*DATA LISTING:*
PR #163485, opened 2025-09-22
symintify fill_diagonol_

bobrenjc93:
* #163607
* __->__ #163485

Fixes #162271


aten/src/ATen/native/Fill.cpp
```diff
@@ -121,19 +120,19 @@ Tensor& fill_diagonal_(Tensor& self, const Scalar& fill_value, bool wrap) {
...
 
   if (wrap && nDims == 2 && height > width + 1) {
-    std::vector<int64_t> wrap_sizes;
+    std::vector<SymInt> wrap_sizes;
 
-    int64_t step = width + 1;
-    int64_t wrap_size = ((self.numel() + step - 1) / step) - size;
+    auto step = width + 1;
+    auto wrap_size = ((self.numel() + step - 1) / step) - size;
     wrap_sizes.push_back(wrap_size);
```
Skylion007, line 131: Nit should be emplace_back or better yet just construct using a list initialize since it's a single element vector that's not referenced earlier, just construct the vector here with brace syntax.

aten/src/ATen/native/Fill.cpp
```diff
@@ -121,19 +120,19 @@ Tensor& fill_diagonal_(Tensor& self, const Scalar& fill_value, bool wrap) {
   strides.push_back(stride);
```
Skylion007, line 120: Same here, might as will construct as initializer list since its length 1

Skylion007 (approved):

aten/src/ATen/native/Fill.cpp
bobrenjc93: addressed both here https://github.com/pytorch/pytorch/pull/163607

*WHAT YOU NEED TO DO:* Set down the material above again, word for word.

*EXERCISE RESPONSE:*
PR #163485, opened 2025-09-22
symintify fill_diagonol_

bobrenjc93:
* #163607
* __->__ #163485

Fixes #162271


aten/src/ATen/native/Fill.cpp
```diff
@@ -121,19 +120,19 @@ Tensor& fill_diagonal_(Tensor& self, const Scalar& fill_value, bool wrap) {
...
 
   if (wrap && nDims == 2 && height > width + 1) {
-    std::vector<int64_t> wrap_sizes;
+    std::vector<SymInt> wrap_sizes;
 
-    int64_t step = width + 1;
-    int64_t wrap_size = ((self.numel() + step - 1) / step) - size;
+    auto step = width + 1;
+    auto wrap_size = ((self.numel() + step - 1) / step) - size;
     wrap_sizes.push_back(wrap_size);
```
Skylion007, line 131: Nit should be emplace_back or better yet just construct using a list initialize since it's a single element vector that's not referenced earlier, just construct the vector here with brace syntax.

aten/src/ATen/native/Fill.cpp
```diff
@@ -121,19 +120,19 @@ Tensor& fill_diagonal_(Tensor& self, const Scalar& fill_value, bool wrap) {
   strides.push_back(stride);
```
Skylion007, line 120: Same here, might as will construct as initializer list since its length 1

Skylion007 (approved):

aten/src/ATen/native/Fill.cpp
bobrenjc93: addressed both here https://github.com/pytorch/pytorch/pull/163607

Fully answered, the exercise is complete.